Alexei Starovoitov says: ==================== pull-request: bpf-next 2019-11-24 The following pull-request contains BPF updates for your *net-next* tree. We've added 27 non-merge commits during the last 4 day(s) which contain a total of 50 files changed, 2031 insertions(+), 548 deletions(-).
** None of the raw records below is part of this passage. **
PR #4676, opened 2026-04-28
feat: v2 live upgrade

davidcheng0922:

https://github.com/longhorn/longhorn/issues/9104

Implement detail in LEP: https://github.com/longhorn/longhorn/pull/13214


controller/node_controller.go
```diff
@@ -1098,6 +1144,64 @@ func (nc *NodeController) cleanupAllReplicaManagers(node *longhorn.Node) error {
...
+	}
+
+	for _, vol := range volumes {
+		if !types.IsDataEngineV2(vol.Spec.DataEngine) {
+			continue
+		}
+		if vol.Status.CurrentEngineNodeID == node.Name {
+			return true, nil
+		}
+	}
```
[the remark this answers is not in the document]
davidcheng0922: We intentionally use `volume.Status.CurrentEngineNodeID` here because this decision is about the volume-level current-engine owner, not just whether a node happens to have running Engine CRs. 

During live-upgrade and switchover there can be transient states where engines exist on multiple nodes, but only one node is the authoritative current engine for the volume. `CurrentEngineNodeID` is the stronger correctness signal for deciding whether the old v2 IM must still be preserved, so we prefer it over the more efficient node-scoped engine lookup here.

types/types.go
```diff
@@ -1471,3 +1479,15 @@ func GetBackingImageMonitorName(imName string) string {
...
+func IsActiveInstanceManagerUpgradeState(state longhorn.InstanceManagerUpgradeState) bool {
+	switch state {
+	case longhorn.InstanceManagerUpgradeStateRelocatingEngines,
+		longhorn.InstanceManagerUpgradeStateWaitingForSourceIM,
+		longhorn.InstanceManagerUpgradeStateRestoringEngines,
+		longhorn.InstanceManagerUpgradeStateWaitingForHealthyVolumes:
+		return true
+	default:
+		return false
+	}
```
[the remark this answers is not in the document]
davidcheng0922: We intentionally keep Pending out of `IsActiveInstanceManagerUpgradeState()`.

We do have `Pending` cases that are already in a timed wait (`StartedAt` is set), but we do not want every `Pending` IMU to be treated as an externally active live-upgrade window. Some `Pending` IMUs have not started any data-path-affecting work yet, and widening `hasActiveInstanceManagerUpgradeOnNode()` to include all `Pending` states would start attach/detach and EF toleration logic too early.

So the current handling is:

- `Pending` is considered in-progress only for IMU internal timeout/requeue handling once `StartedAt` is set
- external live-upgrade checks still begin only after the IMU reaches the relocation/restore phases

This keeps the waiting `Pending` cases covered without making every pre-start Pending IMU look like an active live upgrade.

davidcheng0922:
e2e CI: https://github.com/longhorn/longhorn/issues/9104#issuecomment-4665980779

controller/instance_manager_controller.go
```diff
@@ -200,6 +200,7 @@ func NewInstanceManagerController(
 		return nil, err
 	}
 	imc.cacheSyncs = append(imc.cacheSyncs, ds.SettingInformer.HasSynced)
+	imc.cacheSyncs = append(imc.cacheSyncs, ds.InstanceManagerUpgradeControlInformer.HasSynced)
```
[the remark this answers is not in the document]
davidcheng0922: Fixed

controller/instance_manager_upgrade_control_controller.go
```diff
@@ -0,0 +1,814 @@
...
+}
+
+func (c *InstanceManagerUpgradeControlController) syncIMUC(key string) (err error) {
+	namespace, name, err := cache.SplitMetaNamespaceKey(key)
+	if err != nil {
+		return err
+	}
+	if namespace != c.namespace {
+		return nil
+	}
```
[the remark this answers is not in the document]
davidcheng0922: Fixed

davidcheng0922:
SPDK changed the type of `DmaDeviceType` from `int32` to `string`, which is a breaking change in the data structure:
https://github.com/longhorn/go-spdk-helper/commit/9b45c1d11863b56e557aeb1db0c369a0c743136e

As a result, an old engine (`v1.12.1`) can't rebuild a replica running on a new-version instance manager. The engine has to access the new replica during rebuilding, and the type mismatch makes the JSON unmarshal fail.

So live upgrade from `v1.12.1` currently doesn't work — rebuilding can't complete correctly.


---------------------------------------------------------------------------------------------

**Alternative approach:**

- Allow live upgrade to proceed for degraded volumes.
- Prevent an old-version engine from rebuilding a replica on a new-version instance manager.

Scenario:

There are two nodes, `nodeA` and `nodeB`, and two volumes, `volumeA` and `volumeB`.
Each volume has two replicas.

After `nodeA` is upgraded, `volumeB` may remain degraded because the old-version
engine on nodeB cannot rebuild a replica on nodeA's new-version instance manager.

Before upgrading nodeB:

1. Switch `volumeB's engine` to `nodeA`.
2. Wait until the engine is running on `nodeA`.
3. For a degraded volume, rebuild the replica on `nodeA` using the new-version
   engine, and wait until rebuilding completes.
4. Upgrade `nodeB`.
5. Switch `volumeB's engine` back to `nodeB`.
6. Wait until `volumeB` becomes healthy.

For a healthy volume:

1. Switch the volume's engine to `nodeA`.
2. Wait until the engine switch completes and the volume remains healthy.
3. Upgrade `nodeB`.
4. Switch the volume's engine back to `nodeB`.
5. Wait until the volume becomes healthy.

scheduler/replica_scheduler.go
```diff
@@ -246,6 +246,23 @@ func (rcs *ReplicaScheduler) buildLinkedCloneSrcNodeDiskMap(replica *longhorn.Re
 func (rcs *ReplicaScheduler) getNodeCandidates(nodes map[string]*longhorn.Node, schedulingReplica *longhorn.Replica, volume *longhorn.Volume) (nodeCandidates map[string]*longhorn.Node, errs multierr.MultiError) {
 	errs = multierr.NewMultiError()
 
+	nodesUnderUpgrade := map[string]bool{}
+	if types.IsDataEngineV2(schedulingReplica.Spec.DataEngine) {
+		imuList, err := rcs.ds.ListInstanceManagerUpgradesRO()
+		if err != nil {
+			logrus.WithError(err).Warnf("Failed to list instance manager upgrades while scheduling replica %v, continuing without upgrade-node exclusion", schedulingReplica.Name)
+		} else {
```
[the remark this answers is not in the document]
davidcheng0922: Fix it

controller/node_controller.go
```diff
@@ -1202,6 +1208,8 @@ func (nc *NodeController) syncInstanceManagers(node *longhorn.Node) error {
 					} else {
 						log.Infof("Cleaning up instance manager %v because node %v does not match %v", im.Name, node.Name, types.SettingNameSystemManagedComponentsNodeSelector)
 					}
+				} else if preserveV2AIOInstanceManagers {
+					cleanupRequired = false
```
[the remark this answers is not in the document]
davidcheng0922: Fix it

controller/instance_manager_upgrade_controller.go
```diff
@@ -0,0 +1,1657 @@
...
+}
+
+func (imuc *InstanceManagerUpgradeController) enforceUpgradeTimeout(
+	imu *longhorn.InstanceManagerUpgrade,
+	log *logrus.Entry,
+) (bool, error) {
+	if (imu.Status.State != longhorn.InstanceManagerUpgradeStatePending &&
+		!types.IsActiveInstanceManagerUpgradeState(imu.Status.State)) || imu.Status.StartedAt == "" {
+		return false, nil
+	}
```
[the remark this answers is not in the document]
davidcheng0922: Fix it

controller/instance_manager_upgrade_control_controller.go
```diff
@@ -0,0 +1,823 @@
...
+			Name: imuName,
+		},
+		Spec: longhorn.InstanceManagerUpgradeSpec{
+			NodeID:      nodeID,
+			TargetImage: targetImage,
+		},
+	}
+	if _, err := c.ds.CreateInstanceManagerUpgrade(imu); err != nil {
+		if apierrors.IsAlreadyExists(err) {
+			return imuName, nil
```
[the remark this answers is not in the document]
davidcheng0922: Fix it

controller/instance_manager_controller.go
```diff
@@ -2780,6 +2896,98 @@ func (m *InstanceManagerMonitor) syncOrphans(im *longhorn.InstanceManager, insta
...
+		return nil
+	}
+
+	log := getLoggerForInstanceManager(imc.logger, im)
+
+	allowed, err := imc.ds.GetSettingAsBool(types.SettingNameAllowV2InstanceManagerAutomaticUpgrade)
+	if err != nil {
+		return err
+	}
+	if !allowed {
```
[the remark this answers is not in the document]
davidcheng0922: Fix it

scheduler/replica_scheduler.go
```diff
@@ -246,6 +246,23 @@ func (rcs *ReplicaScheduler) buildLinkedCloneSrcNodeDiskMap(replica *longhorn.Re
...
+			for _, imu := range imuList {
+				if imu.Status.State == longhorn.InstanceManagerUpgradeStateRelocatingEngines ||
+					imu.Status.State == longhorn.InstanceManagerUpgradeStateWaitingForSourceIM ||
+					imu.Status.State == longhorn.InstanceManagerUpgradeStateRestoringEngines {
```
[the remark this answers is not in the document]
davidcheng0922: Fix it

controller/volume_controller.go
```diff
@@ -1230,6 +1263,43 @@ func (c *VolumeController) cleanupReplicas(v *longhorn.Volume, es map[string]*lo
...
+	}
+	for _, imu := range imus {
+		switch imu.Status.State {
+		case longhorn.InstanceManagerUpgradeStatePending:
+			if len(imu.Status.Engines) != 0 {
+				continue
+			}
+		case longhorn.InstanceManagerUpgradeStateRelocatingEngines:
+			if _, ok := imu.Status.Engines[v.Name]; !ok {
+				continue
```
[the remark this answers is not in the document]
davidcheng0922: Fix it

controller/instance_manager_upgrade_control_controller.go
```diff
@@ -0,0 +1,823 @@
...
+	ims, err := c.ds.ListInstanceManagersRO()
+	if err != nil {
+		c.logger.WithError(err).Warn("Failed to list instance managers while picking next node")
+	} else {
+		for _, im := range ims {
+			if !types.IsDataEngineV2(im.Spec.DataEngine) || im.Spec.Type != longhorn.InstanceManagerTypeAllInOne {
+				continue
+			}
+			if im.Spec.Image == imuc.Spec.TargetImage {
+				continue
```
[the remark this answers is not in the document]
davidcheng0922: Fix it

controller/instance_manager_upgrade_controller.go
```diff
@@ -0,0 +1,1657 @@
...
+		if err == nil && !reflect.DeepEqual(existingStatus, &imu.Status) {
+			if _, updateErr := imuc.ds.UpdateInstanceManagerUpgradeStatus(imu); updateErr != nil {
+				err = updateErr
+			}
+		}
+	}()
+
+	if imu.DeletionTimestamp != nil {
+		imuc.eventRecorder.Eventf(imu, corev1.EventTypeWarning, constant.EventReasonDelete, "Deleting instance manager upgrade %v", imu.Name)
+		return imuc.ds.RemoveFinalizerForInstanceManagerUpgrade(imu)
```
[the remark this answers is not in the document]
davidcheng0922: Fix it

controller/instance_manager_upgrade_controller.go
```diff
@@ -0,0 +1,1774 @@
...
+
+		diskStatus, ok := node.Status.DiskStatus[diskName]
+		if !ok {
+			continue
+		}
+
+		condition := types.GetCondition(diskStatus.Conditions, longhorn.DiskConditionTypeSchedulable)
+		if condition.Status == longhorn.ConditionStatusTrue {
+			return true, nil
+		}
```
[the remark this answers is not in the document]
davidcheng0922: No, `DiskConditionTypeSchedulable` is correct.

controller/volume_controller.go
```diff
@@ -1230,6 +1266,40 @@ func (c *VolumeController) cleanupReplicas(v *longhorn.Volume, es map[string]*lo
...
+	if err != nil {
+		return nil, err
+	}
+	for _, imu := range imus {
+		switch imu.Status.State {
+		case longhorn.InstanceManagerUpgradeStatePending:
+			if len(imu.Status.Engines) != 0 {
+				continue
+			}
+		case longhorn.InstanceManagerUpgradeStateRelocatingEngines:
```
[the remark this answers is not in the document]
davidcheng0922: This is intentional. RelocatingEngines also handles replica-only detach plans. We must suppress all planned detached replicas to prevent volume reconciliation from rebuilding them before the source IM restart.

controller/instance_manager_upgrade_controller.go
```diff
@@ -0,0 +1,1798 @@
...
+				delete(imu.Status.PlannedDetachedReplicas, volumeName)
+				continue
+			}
+			return err
+		}
+
+		if volume.Status.Robustness != longhorn.VolumeRobustnessHealthy {
+			log.Debugf("Volume %v not yet healthy after planned replica detach (robustness: %v), waiting",
+				volumeName, volume.Status.Robustness)
+			allHealthy = false
```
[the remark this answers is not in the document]
davidcheng0922: This is intentional. The live upgrade flow assumes that the old engine can rebuild replicas on the upgraded instance manager. If that compatibility requirement is not met, the upgrade path is unsupported and should fail rather than bypass the healthy-volume gate.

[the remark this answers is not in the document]
davidcheng0922: Fully supporting this scenario requires a separate compatibility strategy that allows degraded volumes to be upgraded safely.

[Analysis](https://github.com/longhorn/longhorn-manager/pull/4676#issuecomment-5519729754)

controller/instance_manager_upgrade_controller.go
```diff
@@ -0,0 +1,1956 @@
...
+					"Volume %v deleted during relocation, removing from upgrade plan", volumeName)
+				delete(imu.Status.Engines, volumeName)
+				continue
+			}
+			return err
+		}
+
+		// Already running on the temporary node — done for this engine.
+		if volume.Status.CurrentEngineNodeID == reloc.TemporaryNodeID {
+			continue
```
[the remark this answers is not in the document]
davidcheng0922: Temporary node failure is expected to cause application downtime. Live upgrade doesn't change this: the volume depends on the instance manager that hosts its engine, so if that instance manager fails, the volume becoming unavailable is the expected behavior.

controller/instance_manager_upgrade_controller.go
```diff
@@ -0,0 +1,1965 @@
...
+	for _, volume := range volumes {
+		if volume.DeletionTimestamp != nil || volume.Status.State != longhorn.VolumeStateAttached {
+			continue
+		}
+		if volume.Status.CurrentNodeID != nodeID && volume.Status.CurrentEngineNodeID != nodeID {
+			continue
+		}
+		if volume.Spec.Frontend == longhorn.VolumeFrontendUblk {
+			return fmt.Errorf("%w: node %v has ublk frontend volume %v, which is not supported for live upgrade",
+				errUpgradeUnsupported, nodeID, volume.Name)
```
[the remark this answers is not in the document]
davidcheng0922: I'd rather not. Extending the guard to replica placement means a single UBLK volume can block the upgrade on every node that holds one of its replicas, which is too broad a blast radius.

controller/instance_manager_upgrade_controller.go
```diff
@@ -0,0 +1,1965 @@
...
+		if volume.Status.CurrentEngineNodeID == reloc.OriginalNodeID {
+			continue
+		}
+		sourceReady, err := imuc.isSourceIMReadyForRestore(imu.Spec.NodeID)
+		if err != nil {
+			return err
+		}
+		if !sourceReady {
+			log.Debugf("Waiting for source IM on node %v to become ready before restoring volume %v", imu.Spec.NodeID, volumeName)
+			allRestored = false
```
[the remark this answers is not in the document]
davidcheng0922: For this case, we intentionally take the conservative approach: keep the IMU in the restoring state and wait for the source IM to become ready. We do not roll the source IM back because the engine frontend remains on the source node and restoring engines elsewhere could introduce additional risk.

The only exception is when the source node is confirmed deleted. In that case, restoration cannot succeed, so we terminalize the IMU, skip retries for that node, and allow the rolling upgrade to continue with the next node.

davidcheng0922:
https://ci.longhorn.io/job/private/job/longhorn-e2e-test/9488/

datastore/longhorn.go
```diff
@@ -665,6 +666,23 @@ func (s *DataStore) ValidateSetting(name, value string) (err error) {
...
+		}
+
+		currentVersionSetting, err := s.GetSettingExactRO(types.SettingNameCurrentLonghornVersion)
+		if err != nil {
+			if ErrorIsNotFound(err) {
+				break
+			}
+			return errors.Wrap(err, "failed to get current Longhorn version")
+		}
+		if currentVersionSetting.Value != "" && semver.Compare(currentVersionSetting.Value, types.MinimumLonghornVersionForV2InstanceManagerLiveUpgrade) < 0 {
```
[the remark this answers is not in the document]
davidcheng0922: Make sense, fix it

controller/instance_manager_upgrade_control_controller.go
```diff
@@ -0,0 +1,976 @@
...
+			} else if info.State == longhorn.NodeUpgradeStateFailed {
+				// A failed IMU is retained as the retry record. Do not reset a node
+				// for the same target image here: retryFailedNode must resume this
+				// IMU and enforce the retry limit. A different target starts a new
+				// upgrade cycle with a fresh IMU.
+				failedIMU, err := c.ds.GetInstanceManagerUpgradeRO(info.IMUName)
+				if err != nil {
+					if !datastore.ErrorIsNotFound(err) && !types.ErrorIsNotFound(err) {
+						c.logger.WithError(err).Warnf("Failed to get failed IMU %v for node %v", info.IMUName, nodeID)
+					}
```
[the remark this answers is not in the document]
davidcheng0922: Fix

controller/instance_manager_upgrade_control_controller.go
```diff
@@ -0,0 +1,987 @@
...
+			if err := c.markNodeCompleted(imuc, nodeID); err != nil {
+				return false, err
+			}
+			continue
+		}
+
+		if imu.Status.State != longhorn.InstanceManagerUpgradeStateFailed {
+			imu.Status.State = longhorn.InstanceManagerUpgradeStateFailed
+			imu.Status.ErrorMsg = "instance manager upgrade became orphaned"
+			if _, err := c.ds.UpdateInstanceManagerUpgradeStatus(imu); err != nil {
```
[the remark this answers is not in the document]
davidcheng0922: We intentionally fail orphaned IMUs directly. Once IMUC ownership is lost, the persisted plan may no longer match actual engine placement; abort/restore could conflict with current state or block the rolling upgrade.

The engine remains where it is, this node is skipped for the current cycle, and a later upgrade cycle handles it from observed state.

k8s/pkg/apis/longhorn/v1beta2/instancemanagerupgradecontrol.go
```diff
@@ -0,0 +1,102 @@
...
+// InstanceManagerUpgradeControlSpec defines the desired state of the
+// InstanceManagerUpgradeControl singleton.
+type InstanceManagerUpgradeControlSpec struct {
+	// TargetImage is the desired instance manager image for all nodes.
+	// +optional
+	TargetImage string `json:"targetImage,omitempty"`
+
+	// StartAt is the RFC3339 timestamp at which the upgrade cycle should begin.
+	// +optional
+	StartAt string `json:"startAt,omitempty"`
```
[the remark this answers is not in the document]
davidcheng0922: `StartAt` is populated only from `v2-instance-manager-upgrade-start-time`, which is already validated as `RFC3339` by the setting validator. We do not support direct user edits to this internal IMUC CR, so an additional validation layer is unnecessary.

types/setting.go
```diff
@@ -1758,6 +1767,53 @@ var (
...
+			"During the live upgrade, Longhorn may temporarily relocate engines, detach replicas from engines, and trigger replica rebuilding. " +
+			"When disabled, Longhorn does not automatically upgrade V2 instance managers, and existing V2 instance managers remain on the current image. " +
+			"If this setting is disabled while an automatic V2 instance manager upgrade is in progress, Longhorn allows the current node upgrade to finish but does not start upgrades on additional nodes.",
+		Category:           SettingCategoryGeneral,
+		Type:               SettingTypeBool,
+		Required:           true,
+		ReadOnly:           false,
+		DataEngineSpecific: false,
+		Default:            "false",
+	}
```
derekbit: We probably can extend the mechanism to v1 data engine. WDYT?

BTW, we can add a new category `SettingCategoryUpgrade`. cc @shuo-wu@innobead
```suggestion
	SettingDefinitionAllowInstanceManagerAutomaticUpgrade = SettingDefinition{
		DisplayName: "Allow Instance Manager Automatic Upgrade",
        Description: "This setting allows Longhorn to automatically upgrade instance managers after Longhorn manager is upgraded. " +
        "During the live upgrade, Longhorn may temporarily relocate engines, detach replicas from engines, and trigger replica rebuilding. " +
        "When disabled, Longhorn does not automatically upgrade instance managers, and existing instance managers remain on the current image. " +
        "If this setting is disabled while an automatic instance manager upgrade is in progress, Longhorn allows the current node upgrade to finish but does not start upgrades on additional nodes. " +
        "This setting currently only supports the V2 Data Engine."
		Category:           SettingCategoryUpgrade,
		Type:               SettingTypeBool,
		Type:               SettingTypeBool,
		Required:           true,
		ReadOnly:           false,
		DataEngineSpecific: true,
		Default:            fmt.Sprintf("{%q:\"false\"}", longhorn.DataEngineTypeV2),
	}
```

types/setting.go
```diff
@@ -1758,6 +1767,53 @@ var (
...
+			"This provides flexibility for scheduling the upgrade at a preferred time. If empty, the upgrade starts immediately. " +
+			"Updates to this setting are rejected while an upgrade is actively in progress.\n\n" +
+			"Example: 2026-04-20T15:00:00Z\n\n",
+		Category:           SettingCategoryGeneral,
+		Type:               SettingTypeString,
+		Required:           false,
+		ReadOnly:           false,
+		DataEngineSpecific: false,
+		Default:            "",
+	}
```
```suggestion
	SettingDefinitionInstanceManagerUpgradeStartTime = SettingDefinition{
		DisplayName: "Instance Manager Upgrade Start Time",
		Description: "Specifies when the rolling upgrade of instance managers should begin, in RFC3339 format. " +
		"This setting allows the upgrade to be scheduled at a preferred time. If empty, the upgrade starts immediately. " +
		"Updates to this setting are rejected while an upgrade is in progress. " +
		"This setting currently only applies to the V2 Data Engine.\n\n" +
		"Example: 2026-04-20T15:00:00Z",
		Category:           SettingCategoryUpgrade,
		Type:               SettingTypeString,
		Required:           false,
		ReadOnly:           false,
		DataEngineSpecific: false,
		Default:            fmt.Sprintf("{%q:\"\"}", longhorn.DataEngineTypeV2),
	}
```

types/setting.go
```diff
@@ -1758,6 +1767,53 @@ var (
...
+		Category:           SettingCategoryGeneral,
+		Type:               SettingTypeInt,
+		Required:           true,
+		ReadOnly:           false,
+		DataEngineSpecific: false,
+		Default:            "60",
+		ValueIntRange: map[string]int{
+			ValueIntRangeMinimum: 1,
+		},
+	}
```
```suggestion
	SettingDefinitionInstanceManagerUpgradeTimeout = SettingDefinition{
		DisplayName: "Instance Manager Upgrade Timeout",
        Description: "In minutes. The instance manager is upgraded one node at a time, so an unexpected issue on one node could block upgrades on the remaining nodes. " +
        "This timeout specifies how long a single-node upgrade can remain in the upgrade phases before it is aborted, allowing the upgrade process to continue with other nodes. " +
        "It applies while the upgrade is pending, relocating engines, waiting for the source instance manager, or restoring engines, but does not apply while waiting for post-restore volume health. " +
        "The default value is 60 minutes. " +
        "This setting currently only applies to the V2 Data Engine.\n\n" +
        "Important: Changes to this setting take effect immediately and apply to all in-flight upgrade operations. " +
        "Increasing the timeout gives struggling upgrades more time to complete; decreasing it may cause currently running upgrades to abort if they exceed the new timeout.\n\n",
		Category:           SettingCategoryUpgrade,
		Type:               SettingTypeInt,
		Required:           true,
		ReadOnly:           false,
		DataEngineSpecific: false,
		Default:            fmt.Sprintf("{%q:\"60\"}", longhorn.DataEngineTypeV2),,
		ValueIntRange: map[string]int{
			ValueIntRangeMinimum: 1,
		},
	}
```

types/setting.go
```diff
@@ -489,6 +495,9 @@ var (
 		SettingNameEngineImagePodLivenessProbeTimeout:                       SettingDefinitionEngineImagePodLivenessProbeTimeout,
 		SettingNameEngineImagePodLivenessProbeFailureThreshold:              SettingDefinitionEngineImagePodLivenessProbeFailureThreshold,
 		SettingNameInstanceManagerPodLivenessProbeTimeout:                   SettingDefinitionInstanceManagerPodLivenessProbeTimeout,
+		SettingNameAllowV2InstanceManagerAutomaticUpgrade:                   SettingDefinitionAllowV2InstanceManagerAutomaticUpgrade,
+		SettingNameV2InstanceManagerUpgradeStartTime:                        SettingDefinitionV2InstanceManagerUpgradeStartTime,
+		SettingNameV2InstanceManagerUpgradeTimeout:                          SettingDefinitionV2InstanceManagerUpgradeTimeout,
```
```suggestion
		SettingNameAllowInstanceManagerAutomaticUpgrade:                   SettingDefinitionAllowInstanceManagerAutomaticUpgrade,
		SettingNameInstanceManagerUpgradeStartTime:                        SettingDefinitionInstanceManagerUpgradeStartTime,
		SettingNameInstanceManagerUpgradeTimeout:                          SettingDefinitionInstanceManagerUpgradeTimeout,
```

types/setting.go
```diff
@@ -322,6 +325,9 @@ var (
 		SettingNameEngineImagePodLivenessProbeTimeout,
 		SettingNameEngineImagePodLivenessProbeFailureThreshold,
 		SettingNameInstanceManagerPodLivenessProbeTimeout,
+		SettingNameAllowV2InstanceManagerAutomaticUpgrade,
+		SettingNameV2InstanceManagerUpgradeStartTime,
+		SettingNameV2InstanceManagerUpgradeTimeout,
```
```suggestion
		SettingNameAllowInstanceManagerAutomaticUpgrade,
		SettingNameInstanceManagerUpgradeStartTime,
		SettingNameInstanceManagerUpgradeTimeout,
```

types/setting.go
```diff
@@ -189,6 +189,9 @@ const (
 	SettingNameEngineImagePodLivenessProbeTimeout                       = SettingName("engine-image-pod-liveness-probe-timeout")
 	SettingNameEngineImagePodLivenessProbeFailureThreshold              = SettingName("engine-image-pod-liveness-probe-failure-threshold")
 	SettingNameInstanceManagerPodLivenessProbeTimeout                   = SettingName("instance-manager-pod-liveness-probe-timeout")
+	SettingNameAllowV2InstanceManagerAutomaticUpgrade                   = SettingName("allow-v2-instance-manager-automatic-upgrade")
+	SettingNameV2InstanceManagerUpgradeStartTime                        = SettingName("v2-instance-manager-upgrade-start-time")
+	SettingNameV2InstanceManagerUpgradeTimeout                          = SettingName("v2-instance-manager-upgrade-timeout")
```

The main changes are: 1) Optimize bpf_tail_call() from retpoline-ed indirect jump to direct jump, from Daniel. 2) Support global variables in libbpf, from Andrii. 3) Cleanup selftests with BPF_TRACE_x() macro, from Martin. 4) Fix devmap hash, from Toke. 5) Fix register bounds after 32-bit conditional jumps, from Yonghong. ==================== Signed-off-by: David S. Miller <davem@davemloft.net>
author: David S. Miller <davem@davemloft.net> 2019-11-24 22:05:47 -0800
committer: David S. Miller <davem@davemloft.net> 2019-11-24 22:05:47 -0800
commit: 4eb47198e955fc01d14113f525b62a4bc95554c7 (patch)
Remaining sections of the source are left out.